Each record below needs to be written out exactly as it reads.

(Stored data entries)
========
PR #30825, opened 2023-10-24
Indent first elements in WeatherForecastExample

frjol:
Indenting the first elements in the generated example of a new project ASP.NET Core Web API.


tdykstra (approved):
Thanks, @frjol

PR #30844, opened 2023-10-26
Fix ASP.NET metric instrument name in example

j3parker:
As [documented elsewhere](https://learn.microsoft.com/en-us/dotnet/core/diagnostics/built-in-metrics-aspnetcore#instrument-httpserveractive_requests) (and [implemented](https://github.com/dotnet/aspnetcore/blob/6c1b3dfb66a1b66cc32ee26bbc23f6472f1dc985/src/Hosting/Hosting/src/Internal/HostingMetrics.cs#L30)) the instrument name uses dots rather than slashes: 

It seems that slashes were used in the [initial proposal](https://github.com/dotnet/aspnetcore/issues/47536).


guardrex (approved):
Thanks @j3parker! 🚀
========
■ **FINISHED EXERCISE**:
PR #30825, opened 2023-10-24
Indent first elements in WeatherForecastExample

frjol:
Indenting the first elements in the generated example of a new project ASP.NET Core Web API.


tdykstra (approved):
Thanks, @frjol

PR #30844, opened 2023-10-26
Fix ASP.NET metric instrument name in example

j3parker:
As [documented elsewhere](https://learn.microsoft.com/en-us/dotnet/core/diagnostics/built-in-metrics-aspnetcore#instrument-httpserveractive_requests) (and [implemented](https://github.com/dotnet/aspnetcore/blob/6c1b3dfb66a1b66cc32ee26bbc23f6472f1dc985/src/Hosting/Hosting/src/Internal/HostingMetrics.cs#L30)) the instrument name uses dots rather than slashes: 

It seems that slashes were used in the [initial proposal](https://github.com/dotnet/aspnetcore/issues/47536).


guardrex (approved):
Thanks @j3parker! 🚀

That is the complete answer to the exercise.